-- Opening Marker --

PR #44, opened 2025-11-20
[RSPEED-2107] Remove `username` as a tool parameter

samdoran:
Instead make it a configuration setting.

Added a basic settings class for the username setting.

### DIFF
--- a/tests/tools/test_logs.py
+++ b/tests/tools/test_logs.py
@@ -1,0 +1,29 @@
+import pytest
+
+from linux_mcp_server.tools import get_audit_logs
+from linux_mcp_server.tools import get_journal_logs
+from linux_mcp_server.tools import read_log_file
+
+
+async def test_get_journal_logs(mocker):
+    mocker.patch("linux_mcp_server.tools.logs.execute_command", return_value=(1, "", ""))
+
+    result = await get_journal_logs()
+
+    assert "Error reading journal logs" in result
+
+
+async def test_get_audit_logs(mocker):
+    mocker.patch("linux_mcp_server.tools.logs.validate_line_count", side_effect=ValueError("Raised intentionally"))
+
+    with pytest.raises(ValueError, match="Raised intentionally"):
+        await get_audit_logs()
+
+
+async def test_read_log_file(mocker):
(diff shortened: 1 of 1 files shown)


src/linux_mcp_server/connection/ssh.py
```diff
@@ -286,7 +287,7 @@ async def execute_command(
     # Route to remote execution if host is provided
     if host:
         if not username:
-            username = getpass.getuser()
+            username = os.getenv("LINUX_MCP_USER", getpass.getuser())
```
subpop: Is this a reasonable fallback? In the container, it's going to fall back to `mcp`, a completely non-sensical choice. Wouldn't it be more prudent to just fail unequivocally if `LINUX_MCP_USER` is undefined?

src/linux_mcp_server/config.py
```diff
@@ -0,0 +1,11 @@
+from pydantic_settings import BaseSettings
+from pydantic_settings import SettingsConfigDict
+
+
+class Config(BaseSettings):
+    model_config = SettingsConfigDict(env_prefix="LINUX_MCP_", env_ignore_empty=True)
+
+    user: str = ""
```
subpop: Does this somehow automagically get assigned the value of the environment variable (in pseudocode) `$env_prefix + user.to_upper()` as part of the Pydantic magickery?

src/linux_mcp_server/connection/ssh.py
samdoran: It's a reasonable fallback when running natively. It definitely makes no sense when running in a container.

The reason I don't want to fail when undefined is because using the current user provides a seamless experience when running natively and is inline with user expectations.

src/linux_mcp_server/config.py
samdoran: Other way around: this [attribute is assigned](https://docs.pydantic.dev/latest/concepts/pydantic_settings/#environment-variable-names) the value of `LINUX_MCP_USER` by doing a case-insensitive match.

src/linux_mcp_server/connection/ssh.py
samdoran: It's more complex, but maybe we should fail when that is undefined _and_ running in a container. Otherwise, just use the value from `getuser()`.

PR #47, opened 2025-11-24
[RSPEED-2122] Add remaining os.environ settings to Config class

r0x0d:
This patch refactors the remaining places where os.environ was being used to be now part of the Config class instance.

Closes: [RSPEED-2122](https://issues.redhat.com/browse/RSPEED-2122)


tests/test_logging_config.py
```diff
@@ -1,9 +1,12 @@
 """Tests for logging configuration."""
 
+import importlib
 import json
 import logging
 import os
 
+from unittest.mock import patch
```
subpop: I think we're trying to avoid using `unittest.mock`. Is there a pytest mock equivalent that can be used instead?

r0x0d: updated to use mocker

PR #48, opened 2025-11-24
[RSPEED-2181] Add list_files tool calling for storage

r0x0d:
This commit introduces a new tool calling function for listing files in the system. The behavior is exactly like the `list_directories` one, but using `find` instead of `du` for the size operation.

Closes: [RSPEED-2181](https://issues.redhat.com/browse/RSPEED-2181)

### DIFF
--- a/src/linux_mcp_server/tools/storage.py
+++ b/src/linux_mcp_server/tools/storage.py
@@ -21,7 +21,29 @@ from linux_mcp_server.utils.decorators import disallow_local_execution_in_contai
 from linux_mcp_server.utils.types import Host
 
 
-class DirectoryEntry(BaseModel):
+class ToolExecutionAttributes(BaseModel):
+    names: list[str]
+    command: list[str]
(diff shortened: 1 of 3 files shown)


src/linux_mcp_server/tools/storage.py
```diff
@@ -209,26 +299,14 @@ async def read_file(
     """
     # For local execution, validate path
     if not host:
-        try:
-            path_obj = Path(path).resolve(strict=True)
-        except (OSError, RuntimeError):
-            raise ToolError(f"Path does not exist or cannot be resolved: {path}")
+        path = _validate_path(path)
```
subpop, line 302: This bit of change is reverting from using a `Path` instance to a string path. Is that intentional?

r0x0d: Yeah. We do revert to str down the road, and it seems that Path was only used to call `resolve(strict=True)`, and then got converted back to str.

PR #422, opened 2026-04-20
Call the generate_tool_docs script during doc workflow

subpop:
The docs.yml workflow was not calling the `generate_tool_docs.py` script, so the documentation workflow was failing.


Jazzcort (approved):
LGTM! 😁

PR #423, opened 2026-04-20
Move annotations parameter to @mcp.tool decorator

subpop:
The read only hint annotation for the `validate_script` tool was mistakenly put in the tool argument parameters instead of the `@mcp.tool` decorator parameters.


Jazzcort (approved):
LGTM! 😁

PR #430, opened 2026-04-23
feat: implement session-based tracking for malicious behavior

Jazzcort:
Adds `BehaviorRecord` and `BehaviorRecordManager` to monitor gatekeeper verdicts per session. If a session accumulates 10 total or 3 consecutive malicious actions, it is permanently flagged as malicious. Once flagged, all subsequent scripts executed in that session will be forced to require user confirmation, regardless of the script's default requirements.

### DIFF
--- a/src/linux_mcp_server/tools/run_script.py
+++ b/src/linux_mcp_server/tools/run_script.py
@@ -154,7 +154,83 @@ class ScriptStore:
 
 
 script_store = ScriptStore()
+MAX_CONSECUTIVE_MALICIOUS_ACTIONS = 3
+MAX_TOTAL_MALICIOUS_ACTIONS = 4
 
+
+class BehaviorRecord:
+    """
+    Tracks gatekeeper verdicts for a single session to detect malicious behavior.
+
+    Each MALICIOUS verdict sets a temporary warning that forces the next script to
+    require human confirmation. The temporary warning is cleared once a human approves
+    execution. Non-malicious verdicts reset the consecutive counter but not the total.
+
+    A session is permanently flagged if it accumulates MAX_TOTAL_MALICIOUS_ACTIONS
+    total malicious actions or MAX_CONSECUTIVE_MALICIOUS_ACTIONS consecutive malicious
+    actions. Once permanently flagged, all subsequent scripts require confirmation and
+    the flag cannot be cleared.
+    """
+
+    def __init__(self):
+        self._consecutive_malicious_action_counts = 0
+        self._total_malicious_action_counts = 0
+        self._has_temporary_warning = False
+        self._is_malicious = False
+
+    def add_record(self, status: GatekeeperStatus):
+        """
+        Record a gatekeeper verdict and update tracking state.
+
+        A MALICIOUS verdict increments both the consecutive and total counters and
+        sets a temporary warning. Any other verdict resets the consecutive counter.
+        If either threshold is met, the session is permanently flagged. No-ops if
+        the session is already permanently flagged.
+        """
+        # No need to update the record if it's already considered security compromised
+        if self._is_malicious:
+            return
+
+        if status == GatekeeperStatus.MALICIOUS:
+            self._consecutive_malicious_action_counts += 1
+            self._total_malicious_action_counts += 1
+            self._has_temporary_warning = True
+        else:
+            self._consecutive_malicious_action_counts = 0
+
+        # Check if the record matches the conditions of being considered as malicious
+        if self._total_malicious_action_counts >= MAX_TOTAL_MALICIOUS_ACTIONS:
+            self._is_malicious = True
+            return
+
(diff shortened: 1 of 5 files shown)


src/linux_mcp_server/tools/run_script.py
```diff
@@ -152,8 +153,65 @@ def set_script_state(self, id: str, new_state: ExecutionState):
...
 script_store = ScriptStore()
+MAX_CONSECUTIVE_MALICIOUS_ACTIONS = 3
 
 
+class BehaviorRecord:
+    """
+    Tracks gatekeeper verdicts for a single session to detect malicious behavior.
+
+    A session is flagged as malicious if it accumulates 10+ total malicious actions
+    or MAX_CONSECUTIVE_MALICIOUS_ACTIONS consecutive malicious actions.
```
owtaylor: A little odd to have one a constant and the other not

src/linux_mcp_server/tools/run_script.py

-- Closing Marker --

**Problem description:** Search the listing above for the string "remaining" and return each line it appears on.

**Answer below:**
[RSPEED-2122] Add remaining os.environ settings to Config class
This patch refactors the remaining places where os.environ was being used to be now part of the Config class instance.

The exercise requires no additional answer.